402C: Searching for Graph

Base case: when n = 5. K5 has 10 edges, i.e., p = 0

when n = 6, K6 has 15 edges, i.e., p <= 3

idea : connect v6 to 2 + p existing nodes in n = 5

when taking a k element subgraph, total # edges = edges in K5 + edges to v6 <= 2 (k-1) + 2 + p => we are good

when n = 7, K7 has 21 edges, i.e., p <= 7. So we can have A(6, 3), and then connect 2 + p - 3 edges to nodes in A6, if p > 3, if p < 3, we just add 2 edges to 1 and 2, and construct A(6, p)

when n = 8, K8 has 28 edges, i.e., p <= 12, So we can have A(7, 7) , and then connect 2 + p -7 edges to nodes in A7

i.e. we find a way to construct answers

Note the official solution has different insights

339C: Xenia and Weights

good(round, weightUsed, balance) =

LPE(lw, 1, 10)
  if(w < b && s[w] == '1' && s[lw] == '1')  
    good(r, w,b) = good(r, w, b) || good(r-1,lw, w - balance)

10^5 states, each cell iterates 10 times to update => 10^6 run time

287C: Guess Your Way Out

  1. by induction, if the leaf exists in left child, we do not have to leave that child. On the other hand, if the leaf does not exist, we
will have to visit all before

  2. base case h = 1

  3. ans(L, h, n) = ans(R,h - 1, n - 2^(h-1)) if exit in the left, or 2^h - 1 + ans(L, n)

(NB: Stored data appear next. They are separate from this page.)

PR #132, opened 2018-01-19
Added test for signature failure

xloem:
Verifies signature checking code fails for bad data.  This was previously missing from tests.


mafintosh:
Awesome!

PR #143, opened 2018-03-18
Accept an optional discoveryKey

javisantos:
I think is a good idea to have an optional discoveryKey


javisantos:
What happens when 2 peers have the same discoveryKey for differents Keys?

mafintosh:
Standard doesn't seem to like your test for some reason. Other than that I'm okay with making it configurable.

martinheidegger:
@mafintosh seems like @javisantos pushed fixes.

mafintosh:
Closing cause old and lots have changed (feel free to reopen again latest, feature makes sense)

PR #145, opened 2018-03-23
Fix: properly remove peers on stream close/end

pfrazee:
Pretty sure this was causing a memory leak. `Peer.onclose()` was never getting called, and so `Peer.destroy()` was only called on certain error conditions. Graceful closes were not getting covered!

Also had to move the removal from the peers list within `destroy()` because the peer may not be totally setup prior to `destroy()` occurring.

### DIFF
--- a/lib/replicate.js
+++ b/lib/replicate.js
@@ -351,20 +351,22 @@ Peer.prototype.end = function () {
 }
 
 Peer.prototype.destroy = function (err) {
-  // make sure the peer is no longer being tracked
-  set.remove(this.feed.peers, this)
-
   // deconstruct any state
-  if (this._index === -1) return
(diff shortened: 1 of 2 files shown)


mafintosh:
This should be triggered by https://github.com/mafintosh/hypercore-protocol/blob/master/index.js#L237 - do you have a failing test case by chance?

pfrazee:
https://github.com/mafintosh/hypercore-protocol/blob/master/feed.js#L95 close() removes the feed prior to the codepath that runs the peer onclose()

mafintosh:
Fixed by https://github.com/mafintosh/hypercore-protocol/commit/4566ce9e6073f5af99f7d6df1962ab33a1e446b5 - Added your test case though :+1:

PR #206, opened 2019-03-23
Run tests on Windows

gmaclennan:
This PR runs tests on Windows in Travis. It switches to using random-access-file in tests rather than random-access-memory, in order to better replicate a real-world scenario in tests and surface any peculiarities of the filesystem (which it did).

Tests are inconsistently failing on Windows. Help is most welcome figuring out why this is failing.

### DIFF
--- a/.travis.yml
+++ b/.travis.yml
@@ -3,3 +3,7 @@ node_js:
   - '6'
   - '8'
   - '10'
+os:
+  - windows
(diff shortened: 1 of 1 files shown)


gmaclennan:
PR updated to remove switch to random-access-file (see #209). This PR now only updates travis to run tests on Windows.

PR #209, opened 2019-03-29
Test using random-access-file not random-access-memory

gmaclennan:
Switch to using random-access-file in tests, in order to test in an environment more similar to actual use and catch unusual filesystem related bugs that can crop up on Windows etc.


mafintosh:
Prefer to keep it memory only in the test cases, but down to change my mind if we do it dead simply

PR #210, opened 2019-03-30
test filesystem compatibility, esp for windows

okdistribute:
Switch to using random-access-file in tests, in order to test in an environment more similar to actual use and catch unusual filesystem related bugs that can crop up on Windows etc.

This also cleans up files after creating them, superseding https://github.com/mafintosh/hypercore/pull/209

### DIFF
--- a/package.json
+++ b/package.json
@@ -35,11 +35,13 @@
   "devDependencies": {
     "nyc": "^13.1.0",
     "random-access-memory": "^3.1.0",
+    "rimraf": "^2.6.3",
     "shuffle-array": "^1.0.1",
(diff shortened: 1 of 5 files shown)


karissa:
@martinhdiedegger that's already the case. The issue here is that the tests use random access memory so filesystem differences are not being tested

https://github.com/mafintosh/hypercore/blob/master/.travis.yml

martinheidegger:
Oh that happened in #206 (quite recently) 👍

mafintosh:
We have fixutres in there now to test compat

PR #211, opened 2019-04-15
Add network stats

andrewosh:
This PR adds the `stats` property, which returns a handful of (currently only network-related) statistics. Stats collection can be disabled by settings `opts.stats` to `false` when creating the hypercore.

Currently, network stats are tracked both a) in total, and b) for each connected peer. Historical stats for disconnected peers are not stored.

The returned stats object has the following form (for a source feed that's uploaded a single 100 byte block to a currently-connected peer):
```js
{
  totals: {
    uploadedBytes: 100,
    uploadedBlocks: 1,
    downloadedBytes: 0,
    downloadedBlocks: 0
  },
  peers: [
    {
      uploadedBytes: 100,
      uploadedBlocks: 1,
      downloadedBytes: 0,
      downloadedBlocks: 0
    },
    ...
  ]
}
```

### DIFF
--- a/lib/replicate.js
+++ b/lib/replicate.js
@@ -86,6 +86,8 @@ function Peer (feed, opts) {
   this._defaultDownloading = this.downloading
   this._iterator = this.remoteBitfield.iterator()
 
+  this._stats = null
+
   if (opts.stats) {
     this._stats = {
       uploadedBytes: 0,
--- a/lib/replicate.js
+++ b/lib/replicate.js
@@ -127,7 +127,7 @@ Peer.prototype.ondata = function (data) {
   this.feed._putBuffer(data.index, data.value, data, this, function (err) {
     if (err) return self.destroy(err)
     if (data.value) self.remoteBitfield.set(data.index, false)
-    if (self._stats) {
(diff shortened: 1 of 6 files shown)


lib/replicate.js
```diff
@@ -85,6 +85,15 @@ function Peer (feed, opts) {
   this._destroyed = false
   this._defaultDownloading = this.downloading
   this._iterator = this.remoteBitfield.iterator()
+
+  if (opts.stats) {
+    this._stats = {
```
mafintosh: this._stats = opts.stats ? null : { ... }

andrewosh: :+1:

joehand:
Awesome!

Looks like these stats are only *per session*, i.e. doesn't count already downloaded data. This will be nice for some UI info, but may cause some confusion trying to calculate total progress information. I wonder if the API should be more specific, e.g. `sessionStats` or `networkStats`, or also include the downloaded stats.

mafintosh:
@joehand persisted stats are prob out of scope here (at least for now), but yea sessionStats is not a bad name and we might wanna alias it (already released)

PR #213, opened 2019-06-23
expand crypto option

lukeburns:
Not sure this is of interest, but I wanted to try plugging in [`wasm-crypto`](https://github.com/jedisct1/wasm-crypto) in place of `hypercore-crypto` to use signatures over the Ristretto group. This PR makes it possible to specify a keyPair function that hypercore will use to generate keys, along with the size of keys/signatures. [lukeburns/wasm-crypto](https://github.com/lukeburns/wasm-crypto) has an api matching that of `hypercore-crypto` that can be used in the following example.

```js
var hypercore = require('hypercore')
var { keyPair, sign, verify } = require('wasm-crypto')

var crypto = {
  keyPair,
  sign (data, sk, cb) {
    return cb(null, sign(data, sk))
  },
  verify (data, sig, pk, cb) {
    return cb(null, verify(data, sig, pk))
  },
  secretKeySize: 32, // 32-byte secret keys
  publicKeySize: 32,
  signatureSize: 64
}

var feed = hypercore('./tmp', { valueEncoding: 'json', crypto })

feed.append({
  hello: 'world'
})

feed.append({
  hej: 'verden'
})

feed.append({
  hola: 'mundo'
})

feed.flush(function () {
  console.log('Appended 3 more blocks, %d in total (%d bytes)\n', feed.length, feed.byteLength)

  feed.createReadStream()
    .on('data', console.log)
    .on('end', console.log.bind(console, '\n(end)'))
})
```


lib/storage.js
```diff
@@ -257,18 +265,16 @@ Storage.prototype.open = function (opts, cb) {
     })
   })
 
-  this.signatures.write(0, header(1, 64, 'Ed25519'), done)
+  this.signatures.write(0, header(1, this.signatureSize, 'Ed25519'), done)
```
emilbayes: Does the const string here also need changing? Ie. are the ristretto255 points "decompressed" back into valid ed25519 points?

index.js
```diff
@@ -22,12 +22,13 @@ var safeBufferEquals = require('./lib/safe-buffer-equals')
...
 var defaultCrypto = {
+  keyPair: crypto.keyPair,
   sign (data, sk, cb) {
     return cb(null, crypto.sign(data, sk))
   },
 
-  verify (sig, data, pk, cb) {
-    return cb(null, crypto.verify(sig, data, pk))
+  verify (data, sig, pk, cb) {
+    return cb(null, crypto.verify(data, sig, pk))
```
emilbayes: Was the swapping of args here intentional?

lukeburns: Yes, to match the api of hypercore-crypto

lib/storage.js
lukeburns: Ah yes we should change the string too. Does the protocol use this to ensure peers are using the same kind of signatures?

emilbayes: Not yet, but we’re working on updating the handshake to communicate info like this

lukeburns: Added signatureType

mafintosh:

PR #214, opened 2019-06-26
Surfaced protocol extensions

RangerMauve:
This PR adds first-party support for [`extension`](https://github.com/mafintosh/hypercore-protocol/blob/master/schema.proto#L15) messages.
It adds methods for sending extension messages either to all peers, or a specific peer, and receiving extension messages from peers.
This should make things like [multifeed](https://github.com/kappa-db/multifeed) easier to write.

Added:

- `extensions` option in constructor
- `extensions` property on hypercore
- Pass `extensions` option to replication if one doesn't exist
- `extension` method to Peers for sending extension message to a peer
- `onextension` method in peer gets [invoked as an event listener](https://github.com/mafintosh/hypercore-protocol/blob/master/feed.js#L151)
- `extension` method on hypercore which sends the extension to all peers
- `'extension'` event on hypercore that gets emitted along with the peer that sent it

TODO:

- [x] Tests
- [x] Docs


mafintosh:
@RangerMauve hate to be a nit, but can you remove the standard --fix one? that should be a new PR that upgrades standard in the repo.

Do ./node_modules/.bin/standard --fix to use local one

RangerMauve:
Sorry about that! Fixed it. :)

PR #215, opened 2019-07-05
ACK feature

substack:
This PR is based on https://github.com/mafintosh/hypercore/pull/130 but adds:

* updated to the latest hypercore
* adds many tests
* uses an `'ack'` event on the replication stream instead of emitting events through the peer instance (only available by listening on `feed.on('peer-add', fn)` and the peer instance isn't an EventEmitter in mainline anyways)
* sets the length in an acknowledgement HAVE to 0

The original technique in the ACK PR mostly works but creates a bit of extra noise with false positives. This extra noise would probably not be too much of an issue in practice for many use cases because any ACK'd records would also be present on the remote machine (if the remote is being honest). But setting the length to 0 for ACKs avoids this noise. A better option might be to add a special type for ACK messages, but this patch works with that is currently available in hypercore-protocol.

There are some legacy cases for length=0 in HAVEs but the ACK cases are narrow and only reachable when ACK is enabled and a bitfield is not set on the HAVE, which the legacy branch seems to expect.

If this patch is accepted it would be good to document the convention it depends on, where a HAVE with length=0 and no bitfield is considered an ACK. This also means that ACKs are limited to acknowledging individual sequences, not whole ranges at a time (since the length field is set to zero). Negative values could be used, but at that point I think it would be better to have a dedicated ACK message type.

### DIFF
--- a/lib/replicate.js
+++ b/lib/replicate.js
@@ -30,7 +30,6 @@ function replicate (feed, opts) {
     var peer = new Peer(feed, opts)
     peer.feed = feed
     peer.stream = stream.feed(feed.key, {peer: peer})
-    peer._replicateStream = stream
 
     peer.remoteId = stream.remoteId
     stream.setMaxListeners(0)
@@ -247,7 +246,7 @@ Peer.prototype.ontick = function () {
 
 Peer.prototype.onhave = function (have) {
   if (this.ack && have.ack && !have.bitfield && this.feed.bitfield.get(have.start)) {
-    this._replicateStream.emit('ack', have.start)
+    this.stream.stream.emit('ack', have)
     return
   }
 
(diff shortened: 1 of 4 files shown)


substack:
I think this PR would best be redone to add an optional boolean ack field to HAVE messages in hypercore protocol instead of setting length=0 on HAVEs. This would be less hacky and would also allow for ACKs over ranges of sequences.

substack:
Updated this patch to depend on https://github.com/mafintosh/hypercore-protocol/pull/37 so the CI ought to fail until that gets merged upstream.

lib/replicate.js
```diff
@@ -30,6 +30,7 @@ function replicate (feed, opts) {
     var peer = new Peer(feed, opts)
     peer.feed = feed
     peer.stream = stream.feed(feed.key, {peer: peer})
+    peer._replicateStream = stream
```
mafintosh: this is stored at peer.stream.stream already (could be named better yes)

mafintosh:
7.6.0

PR #217, opened 2019-07-20
Update README.md

perguth:
Some changes here and there for consistency, clarity and readability. ✨

### DIFF
--- a/README.md
+++ b/README.md
@@ -340,7 +340,7 @@ Populated after `ready` has been emitted. Will be `false` before the event.
 
 #### `feed.readable`
 
-Can we read from this feed? After closing a feed this will be false.
+Can we read from this feed? After closing the feed this will be false.
 
 Populated after `ready` has been emitted. Will be `false` before the event.
 
--- a/README.md
+++ b/README.md
@@ -201,8 +201,8 @@ Retrieve the root *hashes* for given `index`.
 Callback is called with `(err, roots)`; `roots` is an *Array* of *Node* objects:
 ```
 Node {
-  index: location in the merkle tree of this root
-  size: total bytes in children of this root
+  index: location in the merkle tree of this root,
+  size: total bytes in children of this root,
   hash: hash of the children of this root (32-byte buffer)
 }
 ```
--- a/README.md
+++ b/README.md
@@ -414,11 +414,11 @@ Emitted when a data block has been downloaded.
 
 #### `feed.on('upload', index, data)`
 
-Emitted when a data block is uploaded.
+Emitted when a data block has been uploaded.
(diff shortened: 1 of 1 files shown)


README.md
```diff
@@ -414,11 +414,11 @@ Emitted when a data block has been downloaded.
 
 #### `feed.on('upload', index, data)`
 
-Emitted when a data block is uploaded.
+Emitted when a data block has been uploaded.
```
perguth: I am guessing that though.

README.md
```diff
@@ -134,7 +134,7 @@ Callback is called with `(err, data)`
 
 #### `feed.getBatch(start, end, [options], callback)`
 
-Get a range of blocks efficiently. Options include
+Get a range of blocks efficiently. End index is non-inclusive. Options include
```
emilbayes: Another word for "non-inclusive" could be "exclusive"

README.md
```diff
@@ -352,7 +352,7 @@ Populated after `ready` has been emitted. Will be `null` before the event.
 
 #### `feed.discoveryKey`
 
-Buffer containing a key derived from the feed.key.
+Buffer containing a key derived from the feeds public key.
```
emilbayes: I think feeds should have an apostrophe on the end to be grammatically correct, as it is possessive. Ie. `from the feeds' public key`

README.md
emilbayes: I actually think the former is correct as it happens *before* the block is sent over the wire. See https://github.com/mafintosh/hypercore/blob/5a46735bb95e96265dea32f2919a94da120b00fa/lib/replicate.js#L181-L195

emilbayes:
Looks good! Added a few comments :)

README.md
perguth: It's strange but somehow I feel a novice would understand `non-inclusive` more easily. But As you say.

emilbayes: @perguth I don't have any power here, in math/CS I feel like intervals are usually called inclusive and exclusive

README.md
perguth: Ok, clarified. Ty!

README.md
perguth: Ok, I would stick to non-inclusive. It's also used a couple of lines down in this paragraph: https://github.com/mafintosh/hypercore/blob/5a46735bb95e96265dea32f2919a94da120b00fa/README.md#feeddownloadrange-callback

perguth:
Good for merge then. Thanks everyone! 🚀

perguth:
Ping. 🏓

perguth:
thanks 😊

PR #220, opened 2019-08-06
Fixed #219 opts.expectedFeeds no longer ignored when opts.stream is present

### LINKED ISSUE #219: Bug `opts.expectedFeeds` ignored when stream present
In [`lib/replicate.js:15`](https://github.com/mafintosh/hypercore/blob/master/lib/replicate.js#L15) we have the following code:
```js
 if (!stream) {
    if (!opts.expectedFeeds) opts.expectedFeeds = 1
    if (!opts.id) opts.id = feed.id
    stream = protocol(opts)
  }
```
If a stream is not provided, then `expectedFeeds` is optionally lazy-initialized and the opts are passed onto `hypercore-protocol`

I'm attempting to replicate a hyperdrive by passing a stream:

```js
drive.replicate({ stream: myStream })
```
Hyperdrive properly reports that it's a composite-core consisting of [2 feeds](https://github.com/mafintosh/hyperdrive/blob/v10.0.0-rc2/index.js#L674).

But when `opts.stream` was passed, then `opts.expectedFeeds` is completely ignored which causes hyperdrive to prematurely finish replication before the `content` core has been replicated.

I believe this is a bug and that a second condition should be added:
```js
 if (!stream) {
    if (!opts.expectedFeeds) opts.expectedFeeds = 1
    if (!opts.id) opts.id = feed.id
    stream = protocol(opts)
  } else if (opts.expectedFeeds) {   // Fix
    stream.expectedFeeds += opts.expectedFeeds
  }
```
Can someone verify?

telamon:


telamon:
This was superseeded by `hypercore-protocol:v7` `new Protocol(true).prefinalize` object in the form of a [nano-guard](https://github.com/mafintosh/nanoguard)

PR #227, opened 2019-09-12
Companion PR to hypercore-protocol v7 PR

mafintosh:
Tests parsing :) Needs a few doc updates on the updated interface for the replication stream

### DIFF
--- a/lib/replicate.js
+++ b/lib/replicate.js
@@ -1,4 +1,5 @@
 var Protocol = require('hypercore-protocol')
+var timeout = require('timeout-refresh')
 var bitfield = require('fast-bitfield')
 var set = require('unordered-set')
 var rle = require('bitfield-rle').align(4)
@@ -27,6 +28,11 @@ function replicate (feed, initiator, opts) {
 
     if (err) return stream.destroy(err)
     if (stream.destroyed) return
+
+    if (stream.remoteOpened(feed.key) && !stream.remoteVerified(feed.key)) {
+      stream.close(feed.key)
+      return
+    }
 
     var peer = new Peer(feed, opts)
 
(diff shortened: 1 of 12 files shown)


mafintosh:
Reminder to myself that it needs request timeout logic (and a test for that apparently)

lib/replicate.js
```diff
@@ -345,11 +317,11 @@ Peer.prototype.oncancel = function () {
 }
 
 Peer.prototype.onclose = function () {
-  this.destroy()
+  this._close()
 }
 
 Peer.prototype.have = function (have) { // called by feed
-  if (this.stream && this.remoteWant) this.stream.have(have)
+  if (this.stream && this.remoteWant && this._remoteOpened) this.stream.have(have)
```
andrewosh: When would `this.remoteWant` be true when `this._remoteOpened` isn't? I'd imagine that all wants would have to be received after the first open right?

mafintosh: good point!

test/extensions.js
```diff
@@ -39,10 +39,12 @@ tape('send and receive extension messages', function (t) {
       t.equal(message.toString('hex'), EXAMPLE_MESSAGE.toString('hex'))
     })
 
-    feed1.on('peer-add', function () {
-      feed1.extension(EXAMPLE_TYPE, EXAMPLE_MESSAGE)
+    feed1.once('peer-add', function () {
+      setImmediate(function () {
```
andrewosh: Why does the `extension` call need to be `setImmediate`d here?

mafintosh: It's because the peer-add event is trigger as soon as the peer is added (ie feed.replicate() tick) but it's not setup yet. we prop want to add a peer-ready event for this in general

mafintosh:
Request timeout logic added, including a test. This is good to go on green ci 🚢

  4. ans(R, h, n) = ans(L,h - 1, n/2) if exit in the right, or 2^h - 1 + ans(R, n - 2^(h-1))

150A: Win or Freeze

Calcualte non-trival prime divisors of 2. Note that npd != 1, because mutliplication requires 2 numbers

  1. if npd = 0, A wins
  
  2. if npd = 2, B wins

  3. if npd > 2, A takes all but 2 prime divisors, and and hand over result to B

  4. Therefore, B wins iff npd = 2, we just need to write a quick check to see if npd = 2. So we start from 2, and find first divisor of d
<= sqrt(q), and check if q/d is prime or not

  5. Alternatively, we can iterate though [2, sqrt(q)], to calculate # of divisors. Note that if after the iteration, q is not 1 yet, we
need to add that 1 prime divisor to the total count!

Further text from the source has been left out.